Undina (from Latin Undīna), minor planet designation 92 Undina, is a large main belt asteroid. The asteroid was discovered by Christian Peters on 7 July 1867 from the Hamilton College Observatory. It is named for the eponymous heroine of Undine, a popular novella by Friedrich de la Motte Fouqué.
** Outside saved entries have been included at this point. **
PR #1062, opened 2023-04-27
Use global OpenTelemetry if tracing is not explicitly enabled

nineinchnick:
This allows running with the following JVM flags:
```
-javaagent:/otel/opentelemetry-javaagent.jar
-Dotel.exporter.otlp.endpoint=http://host.docker.internal:4317
-Dotel.service.name=load-tests
-Dotel.resource.attributes=env=local
```

instead of these:
```
-Dtracing.enabled=true
-Dtracing.exporter.endpoint=http://host.docker.internal:4317
```

The advantages are:
* enabling more built-in integrations, like getting additional spans from Jetty and JAX-RS
* being able to set the service name and additional attributes

One disadvantage is having to provide the agent jar.

Refs: https://github.com/open-telemetry/opentelemetry-java/blob/main/sdk-extensions/autoconfigure/README.md#opentelemetry-resource

### DIFF
--- a/http-client/src/main/java/io/airlift/http/client/HttpClientModule.java
+++ b/http-client/src/main/java/io/airlift/http/client/HttpClientModule.java
@@ -27,6 +27,7 @@ import com.google.inject.TypeLiteral;
 import io.airlift.configuration.ConfigDefaults;
 import io.airlift.http.client.jetty.JettyHttpClient;
 import io.airlift.node.NodeInfo;
+import io.opentelemetry.api.GlobalOpenTelemetry;
 import io.opentelemetry.api.OpenTelemetry;
 import io.opentelemetry.api.trace.Tracer;
 import io.opentelemetry.api.trace.TracerProvider;
@@ -98,7 +99,7 @@ public class HttpClientModule
         private final Class<? extends Annotation> annotation;
         private Injector injector;
         private NodeInfo nodeInfo;
-        private OpenTelemetry openTelemetry = OpenTelemetry.noop();
+        private OpenTelemetry openTelemetry = GlobalOpenTelemetry.get();
         private Tracer tracer = TracerProvider.noop().get("noop");
 
         private HttpClientProvider(String name, Class<? extends Annotation> annotation)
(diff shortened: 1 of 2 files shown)


nineinchnick:
@electrum PTAL

http-client/src/main/java/io/airlift/http/client/HttpClientModule.java
```diff
@@ -27,6 +27,7 @@
 import io.airlift.configuration.ConfigDefaults;
 import io.airlift.http.client.jetty.JettyHttpClient;
 import io.airlift.node.NodeInfo;
+import io.opentelemetry.api.GlobalOpenTelemetry;
```
mattstep, line 30: Why would we want to default to this over noop?

mattstep:
> This allows running with the following JVM flags:
> 
> ```
> -javaagent:/otel/opentelemetry-javaagent.jar
> -Dotel.exporter.otlp.endpoint=http://host.docker.internal:4317
> -Dotel.service.name=load-tests
> -Dotel.resource.attributes=env=local
> ```
> 
> instead of these:
> 
> ```
> -Dtracing.enabled=true
> -Dtracing.exporter.endpoint=http://host.docker.internal:4317
> ```
> 
> The advantages are:
> 
> * enabling more built-in integrations, like getting additional spans from Jetty and JAX-RS
> * being able to set the service name and additional attributes
> 
> One disadvantage is having to provide the agent jar.
> 
> Refs: https://github.com/open-telemetry/opentelemetry-java/blob/main/sdk-extensions/autoconfigure/README.md#opentelemetry-resource

I don't think this would work well with trino connectors, and I don't really like having to run with an agent all the time, it would be best if we could move away from using an agent.

electrum:
We already have integration with Jetty and JAX-RS. What is lacking?

I don’t have a philosophical problem with using the agent, but it shouldn’t be necessary, since we already did the work to integrate manually.

mattstep:
> We already have integration with Jetty and JAX-RS. What is lacking?
> 
> I don’t have a philosophical problem with using the agent, but it shouldn’t be necessary, since we already did the work to integrate manually.

In my experience each obsevability provider has a custom built agent, but also supports sending spans via grpc, so we should probably pick one or the other and so far we've gone down the path of manually integrating and using grpc to forward traces.

nineinchnick:
Closing in favor of #1065 - the main reason for this was to be able to configure some OpenTelemetry defaults.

This minor planet is orbiting at a distance of around 3 AU from the Sun, which is known for a concentration of Tholen M-type asteroids. Indeed, 92 Undina has an unusually high albedo of 0.25 and an M-type spectrum, or Xc-type on the Bus taxonomy. However, it displays absorption features at a wavelength of 3 μm, which is usually indicative of hydrated silicates on the surface. There is a faint band in the region of 9 μm that is typically attributed to a form of orthopyroxene having low levels of calcium and iron. The spectrum of 92 Undina closely resembles powdered material from the Esquel meteorite, although with a higher albedo.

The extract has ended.